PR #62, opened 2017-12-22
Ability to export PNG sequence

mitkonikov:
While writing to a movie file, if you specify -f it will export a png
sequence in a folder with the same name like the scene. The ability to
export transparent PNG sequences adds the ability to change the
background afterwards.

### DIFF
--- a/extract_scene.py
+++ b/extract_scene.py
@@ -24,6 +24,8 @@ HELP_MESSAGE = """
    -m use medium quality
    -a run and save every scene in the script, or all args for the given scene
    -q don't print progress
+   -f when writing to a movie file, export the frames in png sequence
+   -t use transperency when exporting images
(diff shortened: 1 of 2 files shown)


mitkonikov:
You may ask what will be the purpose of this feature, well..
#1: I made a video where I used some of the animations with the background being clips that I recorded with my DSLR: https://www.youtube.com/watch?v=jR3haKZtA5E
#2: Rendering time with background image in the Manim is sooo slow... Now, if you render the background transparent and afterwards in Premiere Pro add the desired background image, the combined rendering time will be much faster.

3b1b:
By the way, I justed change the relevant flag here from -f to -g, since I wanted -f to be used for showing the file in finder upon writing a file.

==============================

Your objective
Find the line with "background afterwards." in the listing above, then write out that line and each remaining line exactly, with no other text.

Response
background afterwards.

### DIFF
--- a/extract_scene.py
+++ b/extract_scene.py
@@ -24,6 +24,8 @@ HELP_MESSAGE = """
    -m use medium quality
    -a run and save every scene in the script, or all args for the given scene
    -q don't print progress
+   -f when writing to a movie file, export the frames in png sequence
+   -t use transperency when exporting images
(diff shortened: 1 of 2 files shown)


mitkonikov:
You may ask what will be the purpose of this feature, well..
#1: I made a video where I used some of the animations with the background being clips that I recorded with my DSLR: https://www.youtube.com/watch?v=jR3haKZtA5E
#2: Rendering time with background image in the Manim is sooo slow... Now, if you render the background transparent and afterwards in Premiere Pro add the desired background image, the combined rendering time will be much faster.

3b1b:
By the way, I justed change the relevant flag here from -f to -g, since I wanted -f to be used for showing the file in finder upon writing a file.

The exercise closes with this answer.